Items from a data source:
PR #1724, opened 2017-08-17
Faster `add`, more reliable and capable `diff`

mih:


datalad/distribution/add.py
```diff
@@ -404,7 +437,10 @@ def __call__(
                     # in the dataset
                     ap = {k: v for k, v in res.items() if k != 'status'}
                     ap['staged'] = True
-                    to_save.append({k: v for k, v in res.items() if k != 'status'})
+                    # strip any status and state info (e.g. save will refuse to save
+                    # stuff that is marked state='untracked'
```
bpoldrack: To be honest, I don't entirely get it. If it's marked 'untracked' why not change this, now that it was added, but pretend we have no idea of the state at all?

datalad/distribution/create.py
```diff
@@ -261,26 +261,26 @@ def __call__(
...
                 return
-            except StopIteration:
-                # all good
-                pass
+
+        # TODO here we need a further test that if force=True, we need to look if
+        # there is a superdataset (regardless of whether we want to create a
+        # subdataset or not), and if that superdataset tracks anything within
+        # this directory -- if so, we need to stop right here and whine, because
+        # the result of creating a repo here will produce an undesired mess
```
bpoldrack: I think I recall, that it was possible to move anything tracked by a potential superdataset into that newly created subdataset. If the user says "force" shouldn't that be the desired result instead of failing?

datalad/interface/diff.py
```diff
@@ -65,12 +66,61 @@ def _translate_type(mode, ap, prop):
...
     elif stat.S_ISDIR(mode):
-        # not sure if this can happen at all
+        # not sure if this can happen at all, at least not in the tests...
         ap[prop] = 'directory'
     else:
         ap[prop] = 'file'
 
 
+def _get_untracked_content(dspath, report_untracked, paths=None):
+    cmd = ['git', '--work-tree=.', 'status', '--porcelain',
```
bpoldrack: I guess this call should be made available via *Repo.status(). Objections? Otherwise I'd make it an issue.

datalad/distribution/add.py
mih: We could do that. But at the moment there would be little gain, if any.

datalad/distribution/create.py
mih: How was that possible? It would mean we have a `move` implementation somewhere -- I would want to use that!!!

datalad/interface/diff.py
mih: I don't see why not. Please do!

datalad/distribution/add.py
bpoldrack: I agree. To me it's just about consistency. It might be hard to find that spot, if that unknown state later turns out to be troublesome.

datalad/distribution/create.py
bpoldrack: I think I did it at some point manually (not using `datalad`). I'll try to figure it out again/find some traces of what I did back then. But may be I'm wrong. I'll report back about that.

==

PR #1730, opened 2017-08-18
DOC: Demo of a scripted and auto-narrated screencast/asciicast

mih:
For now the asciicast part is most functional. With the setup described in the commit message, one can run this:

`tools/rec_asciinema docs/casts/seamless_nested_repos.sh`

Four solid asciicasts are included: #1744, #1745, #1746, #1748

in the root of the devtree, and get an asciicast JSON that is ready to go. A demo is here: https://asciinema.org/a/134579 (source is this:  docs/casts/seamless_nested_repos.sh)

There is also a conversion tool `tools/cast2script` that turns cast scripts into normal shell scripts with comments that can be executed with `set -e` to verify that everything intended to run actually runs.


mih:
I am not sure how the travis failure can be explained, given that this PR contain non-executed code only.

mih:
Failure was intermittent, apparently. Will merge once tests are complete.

==

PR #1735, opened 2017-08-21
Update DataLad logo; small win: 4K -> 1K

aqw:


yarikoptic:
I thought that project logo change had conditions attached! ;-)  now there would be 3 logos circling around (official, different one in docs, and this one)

• TASK GOAL:
Of the entries above, transcribe exactly those lines that fall between the line containing "For now the" and the line containing "Four solid asciicasts", together with those two lines.

• RESULT OF THE TASK:
For now the asciicast part is most functional. With the setup described in the commit message, one can run this:

`tools/rec_asciinema docs/casts/seamless_nested_repos.sh`

Four solid asciicasts are included: #1744, #1745, #1746, #1748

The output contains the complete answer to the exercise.